Stored records:
PR #4215, opened 2026-03-31
Remove deprecated `OpenAILLMContext` as well as everything (code path…

kompfner:
…s or whole types) dependent on it (all of which were also deprecated)


.pre-commit-config.yaml
kompfner, line 1: This is kind of an unrelated change, made in response to an annoyance I was hitting while working: explicitly running `uv run ruff...` was changing my files in a way that _conflicted_ with what the pre-commit hook was doing.

It turns out the pre-commit hook configuration here was pinning `ruff` to a _different_ version that what you'd get from a `uv sync --group dev`, which is the version you'd run locally as well as the version that GitHub actions will use. This brings the pre-commit hook into alignment (though it's possible you might need to run `uv sync --group dev` before this hook works?)

scripts/pre-commit.sh
kompfner, line 1: While I was investigating https://github.com/pipecat-ai/pipecat/pull/4215/changes#r3018339195, I noticed that we have this pre-commit script that, as far as I can tell, isn't used? We have .pre-commit-config.yaml already.

src/pipecat/frames/frames.py
```diff
@@ -706,44 +676,6 @@ def __str__(self):
         return f"{self.name}(pts: {pts}, signature: {self.signature})"
 
 
-@dataclass
-class LLMMessagesFrame(DataFrame):
```
kompfner, line 710: Also went ahead and removed this one, which has been deprecated for a loooong time.

src/pipecat/processors/aggregators/gated_open_ai_llm_context.py
kompfner, line 1: Ugh, we missed marking this one as deprecated before...I want to remove it...but understand if we need to keep it 😢 . Maybe it's not that big of a deal to have this little breaking change? It should be *very* easy for folks to fix their import.

kompfner:
I'm assuming [this change](https://github.com/pipecat-ai/pipecat/pull/4215/changes/19e521b75afc4059d45babf26e818ca04c6c8385) is safe—`LLMContextFrame` should always contain a context. The reason for the previous pattern was that multiple different kinds of frames could be carrying a context. But juuuuust in case the previous pattern was unwittingly also serving as a guard against context frames with missing contexts, I've kept this change in its own commit.

kompfner:
A fair bit of manual testing needs to be done, but going ahead and opening this for review

scripts/pre-commit.sh
```diff
@@ -1,27 +0,0 @@
-#!/bin/bash
```
markbackman, line 1: I think this was removed by mistake.

kompfner (commented):
## Code review

1 issue found. Checked for bugs and CLAUDE.md compliance.

scripts/pre-commit.sh
kompfner: Not by mistake - see [my comment](https://github.com/pipecat-ai/pipecat/pull/4215#discussion_r3018351486)

kompfner: But I may have misunderstood something

kompfner (commented):
**Bug: `UnboundLocalError` for `system_message`**

The old code initialized `system_message = None` before the conditional block. The refactoring removed that initialization when collapsing the `if isinstance(context, LLMContext)` / `elif` branches, but the reference on [line 543](https://github.com/pipecat-ai/pipecat/blob/ebab75765dfb6fb827dfbb36d1191c5f19f7c3dc/src/pipecat/utils/tracing/service_decorators.py#L542-L544) remains.

If none of the inner conditionals assign `system_message` (e.g. no `system_instruction` in settings AND context messages are empty or don't start with a system role), this will raise `UnboundLocalError`.

**Fix:** Add `system_message = None` before this line.

scripts/pre-commit.sh
markbackman: I see, yes, you're right. This script would only apply if run manually, which it's probably fine to assume doesn't happen. Ok, I retract my comment!

src/pipecat/utils/tracing/service_decorators.py
```diff
@@ -459,40 +458,30 @@ async def wrapped_start_llm_usage_metrics(tokens):
...
 
-                            if isinstance(context, OpenAILLMContext):
-                                # OpenAILLMContext and subclasses have their own method
-                                messages = context.get_messages_for_logging()
-                            elif isinstance(context, LLMContext):
-                                # Universal LLMContext - use adapter for provider-native format
-                                if hasattr(self, "get_llm_adapter"):
-                                    adapter = self.get_llm_adapter()
-                                    messages = adapter.get_messages_for_logging(context)
+                            # Use adapter for provider-native format
```
kompfner, line 466: I went back and forth over whether to keep `if isinstance(context, LLMContext)` juuuuust in case `context` is some other random thing...

...but I really don't think that's possible, unless someone fundamentally misuses the `traced_llm` decorator...

So I opted to take out this defensiveness in the code, to simplify and avoid misleading readers into thinking there's a good reason to expect that `context` could be something else.

src/pipecat/processors/aggregators/llm_response.py
```diff
@@ -4,106 +4,17 @@
...
-        expect_stripped_words: Whether to expect and handle stripped words
-            in text frames by adding spaces between tokens. This parameter is
-            ignored when used with the newer LLMAssistantAggregator, which
-            handles word spacing automatically.
-    """
-
-    expect_stripped_words: bool = True
 
 
 class LLMFullResponseAggregator(FrameProcessor):
```
markbackman, line 20: Kind of a bummer that this class lives on in this module, but I guess it's OK. We can't move it without breaking things. So, I guess we just let it be.

markbackman (approved):
LGTM!

I also had Claude review and it found no issues with the review.

Once you've done manual testing, this should be good to go!

Also, what a nice clean-up. This really simplifies the LLMService classes. 👏

src/pipecat/utils/tracing/service_decorators.py
markbackman: Makes sense.

src/pipecat/processors/aggregators/llm_response.py
kompfner: Yeah, I know, right...

src/pipecat/processors/aggregators/gated_open_ai_llm_context.py
markbackman: I think we should proceed with removing it. It's heavily related to OpenAILLMContext which is going away, so it makes sense to remove.

PR #4217, opened 2026-03-31
Supporting async function calls.

filipi87:
## Summary
- Added async function call support to `register_function()` and `register_direct_function()` via `cancel_on_interruption=False`. When set to `False`, the LLM continues the conversation immediately without waiting for the function result. The result is injected back into the context as a `developer` message once available, triggering a new LLM inference at that point.
- Added `group_id` to function calls so all calls originating from the same LLM response share an identifier. The LLM is triggered exactly once when the last call in the group completes.
- Fixed `MediaSender.handle_interruptions` to preserve and deliver pending `UninterruptibleFrame` items instead of discarding them on interruption
- Prevented spurious LLM inference: context frame is not pushed when a function call result arrives while the user is actively speaking
- Updated context summarization to treat `IN_PROGRESS` tool messages as unresolved, preventing async function calls from being summarized away before their results arrive.
- Added `group_parallel_tools` parameter to `LLMService` (default `True`). When `True`, all function calls from the same LLM response batch share a group ID and the LLM is triggered exactly once after the last call completes. Set to `False` to trigger inference independently for each function call result as it arrives.


src/pipecat/processors/frame_processor.py
```diff
@@ -865,9 +924,14 @@ async def __resume(self, frame: FrameProcessorResumeFrame | FrameProcessorResume
     async def _start_interruption(self):
         """Start handling an interruption by cancelling current tasks."""
         try:
-            if isinstance(self.__process_current_frame, UninterruptibleFrame):
-                # We don't want to cancel UninterruptibleFrame, so we simply
-                # cleanup the queue.
+            current_is_uninterruptible = isinstance(
+                self.__process_current_frame, UninterruptibleFrame
+            )
+            if current_is_uninterruptible or self.__process_queue.has_uninterruptible:
```
filipi87, line 825: We were not previously checking whether there was an `UninterruptibleFrame` in the queue and discarding it.

src/pipecat/transports/base_output.py
```diff
@@ -520,15 +524,21 @@ async def handle_interruptions(self, _: InterruptionFrame):
             if not self._transport._allow_interruptions:
                 return
 
-            # Cancel tasks.
-            await self._cancel_audio_task()
+            # Cancel all tasks.
             await self._cancel_clock_task()
             await self._cancel_video_task()
 
+            if self._audio_queue.has_uninterruptible:
```
filipi87, line 525: The same applies, if an `UninterruptibleFrame` was in the `_audio_queue`, it would be discarded.

src/pipecat/processors/frame_processor.py
aconchillo: We were doing it in the `__reset_process_queue` process no? Or was there a bug?

aconchillo: If the frame was interruptible, we were cancelling the task and calling `__reset_process_task()` which called `__reset_process_queue()`. So always keep uninterruptible frames.

aconchillo: OK. I understand now. This is just to have a queue that we can re-use.

In that case, I think we should move this to `utils`, and we also might want to call is `FrameQueue`. We assume that frame queues handle interruptible frames already.

filipi87: There was a bug as well, we were only checking whether the currently executing frame was an `UninterruptibleFrame`, but not whether there was an `UninterruptibleFrame` anywhere in the process queue.

filipi87: I will move this to utils. 👍

filipi87: Done.

filipi87:
@aconchillo, @markbackman, @kompfner, I believe I’ve addressed everything we discussed during our meeting. It would be great if you could take another look.

examples/function-calling/function-calling-anthropic.py
```diff
@@ -35,9 +35,10 @@
 load_dotenv(override=True)
 
 
-async def get_weather(params: FunctionCallParams):
-    location = params.arguments["location"]
-    await params.result_callback(f"The weather in {location} is currently 72 degrees and sunny.")
+async def fetch_weather_from_api(params: FunctionCallParams):
+    # Simulate a long-running API call, so we can test async function calls.
+    await asyncio.sleep(20)
```
aconchillo: I think we should create a new example. Maybe `function-calling-anthropic-delayed.py`, or maybe not even change the example. This will run in evalss, we can't wait for 20 seconds.

examples/function-calling/function-calling-openai.py
```diff
@@ -35,6 +39,8 @@
 
 
 async def fetch_weather_from_api(params: FunctionCallParams):
+    # Simulate a long-running API call, so we can test async function calls.
+    await asyncio.sleep(20)
```
aconchillo: Same here.

examples/function-calling/function-calling-anthropic.py
filipi87: Makes sense. I’ll create just one new example for OpenAI and revert the changes here.

filipi87: Done!

examples/function-calling/function-calling-openai.py
filipi87: Done!

src/pipecat/processors/aggregators/llm_response_universal.py
```diff
@@ -1047,13 +1055,24 @@ async def _handle_function_call_in_progress(self, frame: FunctionCallInProgressF
...
-                "tool_call_id": frame.tool_call_id,
-            }
-        )
+
+        is_async = not frame.cancel_on_interruption
+        if is_async:
+            self._context.add_message(
+                {
+                    "role": "tool",
+                    "content": json.dumps({"type": "tool", "status": "started"}),
```
filipi87: @aconchillo , @kompfner , I think this is the last thing we need to decide, whether we are going to call it "tool" or "async_tool".

kompfner:
> Added group_parallel_tools parameter to LLMService (default True). When True, all function calls from the same LLM response batch share a group ID and the LLM is triggered exactly once after the last call completes. Set to False to trigger inference independently for each function call result as it arrives.

Do we need this parameter? Based on a bit of research, to me it seems like opting out would mean going against best practice and violating LLM expectations. We could choose to not expose this, and add it if/when we have a clear need for it.

src/pipecat/processors/aggregators/llm_response_universal.py
kompfner: Or distinguish _even further_ from the language of "tool calling" or "function calling", and go with "task" or "job" or something like that—in my understanding of things, the more distinct we make this mechanism from "vanilla" tool calling, the easier it will be for LLMs (and honestly for human readers of context) to understand. 

There's no downside, in my mind, to underscoring in bold that when you (the LLM) are calling `get_weather`, you're not getting the weather, you're actually kicking off a job to eventually get the weather.

kompfner: I have a suspicion that if we tried to maximize clarity (and honesty about what's going on) then we may be able to fix issues like the LLM trying to re-invoke an already-running async tool on a subsequent turn. We need more natural language. This is a prompt engineering issue, I think.

For example, Claude goes pretty far and suggests messages that look like this:

```
"content": "Task dispatched asynchronously. job_id: job_xyz789. Result not yet available — it will be provided in a subsequent user message. Do not speculate about or act on the result until then."
```

I don't think we need to abandon the result being JSON (which has its benefits, as @aconchillo pointed out a while back, and which is leveraged in the changes in this PR), but the above is a lot closer to what I've had in mind. Maybe something like:

```
"content": json.dumps({ 
  "type": "async_task",
  "status": "dispatched",
  "task_id": frame.tool_call_id,
  "message": "Task dispatched asynchronously. Result not yet available. It will be provided in a subsequent message with matching task ID. Do not speculate about or act on the result until then."
})
```

(And of course we can adjust the `"message"` to add support for multi-result streaming tasks)

filipi87:
```
"content": json.dumps({ 
  "type": "async_tool",
  "status": "started",
  "tool_call_id": frame.tool_call_id,
  "description": "The tool with this tool_call_id is in progress and the result is not yet available. It will be provided in a subsequent message with matching tool_call_id."
})
```

filipi87: Try with the `CerebrasLLMService` to see if it works fine.

filipi87: I have applied the changes we discussed. 👍

changelog/4217.changed.md
```diff
@@ -0,0 +1 @@
+- When multiple function calls are returned in a single LLM response, the LLM is now triggered exactly once after the last call in the batch completes, rather than waiting for all function calls.
```
kompfner: Do we want to change this wording to account for the new `group_parallel_tools` parameter?

"...by default (when `group_parallel_tools=True`) the LLM is now triggered once after the last call in the batch completes, rather than waiting for all function calls (which could've included ongoing calls from previous batches)."

examples/function-calling/function-calling-anthropic-delayed.py
```diff
@@ -0,0 +1,174 @@
...
+from pipecat.services.llm_service import FunctionCallParams
+from pipecat.transports.base_transport import BaseTransport, TransportParams
+from pipecat.transports.daily.transport import DailyParams
+from pipecat.transports.websocket.fastapi import FastAPIWebsocketParams
+
+load_dotenv(override=True)
+
+
+async def fetch_weather_from_api(params: FunctionCallParams):
+    # Simulate a long-running API call, so we can test async function calls.
```
kompfner: Might be helpful to the reader to say what you mean by "async function call" here, to disambiguate from the Python function definition, which has `async` in it.

```suggestion
    # Simulate a long-running API call, so we can test async function calls (cancel_on_interruption=False).
```

examples/function-calling/function-calling-anthropic-async.py
kompfner, line 1: Nit: do we want to name these files `*-async.py`, in keeping with the terminology "async function call" that you use elsewhere?

examples/function-calling/function-calling-openai-async.py
kompfner, line 1: You mentioned that other LLMs also handle async functioning well, too. Should we get at least Google in this set of examplees, too?

kompfner: Also...I know that `OpenAIResponsesLLMService` is still fairly new, but we should eventually start treating it as the "main" or "recommended" OpenAI service. We're maybe not quite there yet, but it might be worth testing it and including it as an example this group of example. WDYT?

src/pipecat/frames/frames.py
```diff
@@ -1642,12 +1642,19 @@ class FunctionCallInProgressFrame(ControlFrame, UninterruptibleFrame):
         tool_call_id: Unique identifier for this function call.
         arguments: Arguments passed to the function.
         cancel_on_interruption: Whether to cancel this call if interrupted.
+            When ``False`` the call is treated as asynchronous: the LLM
```
kompfner, line 1645: 👍 Nice clear and concise description here

tests/test_context_aggregators_universal.py
```diff
@@ -806,7 +806,7 @@ async def test_function_call(self):
                 function_name="get_weather",
                 tool_call_id="1",
                 arguments={"location": "Los Angeles"},
-                cancel_on_interruption=False,
+                cancel_on_interruption=True,
```
kompfner, line 809: Why this change?

src/pipecat/frames/frames.py
```diff
@@ -1642,12 +1642,19 @@ class FunctionCallInProgressFrame(ControlFrame, UninterruptibleFrame):
...
+            result, and the result is injected later via a developer message.
+        group_id: Identifier shared by all function calls originating from the
+            same LLM response batch. Used to determine when the last call in a
+            group completes so the LLM can be triggered exactly once.
     """
 
     function_name: str
     tool_call_id: str
     arguments: Any
     cancel_on_interruption: bool = False
```
kompfner, line 1656: Not to revisit an old decision, but: why does this field have a default value? Won't we always specify it?

kompfner (approved):
Had a few minor questions/suggestions. Pre-approving, given all your testing. Nice work!

changelog/4217.changed.md
filipi87: Done.

tests/test_context_aggregators_universal.py
filipi87: Because the test was expecting the old syntax, it was trying to read the context from the replaced result message.
`assert json.loads(context.messages[-1]["content"]) == {"conditions": "Sunny"}`

src/pipecat/frames/frames.py
filipi87: Yeah, as far as I can tell, we always do.

examples/function-calling/function-calling-anthropic-async.py
filipi87: Yep, I think it makes sense. 
I have just renamed the OpenAI and Anthropic examples to “async” instead of “delayed.” 👍

examples/function-calling/function-calling-openai-async.py
filipi87: Done. I have added two new examples, one for Google and the other one using OpenAI Response. 👍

▶ **Work order**
After reading the entries above, report the number of lines that include the string "rather". Give no other text.

▶ **Answer to the problem**
2